Your objective
Scan the entries for lines containing the string "refill". Reply with how many there are, and nothing else.

*** Block opens ***

PR #3661, opened 2026-09-02
fix(proxy): treat 429/5xx conditional probes as indeterminate

### LINKED ISSUE #3571: Proxy revalidation treats a throttled or refused upstream as "content changed"

gilesw:
## Summary

Closes #3571. Credits the parallel fix in #3572 alongside #3661 in the Unreleased changelog.

A 429 or 5xx response to a stale mutable cache entry's conditional HEAD probe previously triggered a refill GET. If the GET also failed, the existing fallback served stale content after an extra upstream request. These probe statuses now use the revalidation stale-if-error path within the one-hour grace window, without advancing `expires_at`.

403 and 408 retain the refill path: a HEAD-specific refusal or request timeout does not mean GET will fail, and suppressing GET could leave mutable content stale throughout grace. 401, 404 and 410 retain their existing behavior. OCI/Docker Hub bearer authentication is unchanged because the probe does not perform a bearer exchange and its 401 still triggers refill.

The wiremock tests exercise the fetch path through `revalidate_verdict`: 429/503 within grace require zero refill GETs; 429 past grace requires one refill before the existing fallback serves stale; HEAD 403/408 followed by GET 200 must return fresh content. The pure status table excludes 403/408.

## Validation

- All nine revalidation tests passed with `AK_TESTS_REQUIRE_DB=1` against a migrated temporary PostgreSQL database.
- Status-classifier table passed.
- `cargo fmt --check` and `git diff --check` passed.
- `cargo clippy --lib --tests -- -D warnings` passed.

## API Changes

- [x] N/A - no API changes


brandonrc:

*** Block closes ***

Completed exercise
3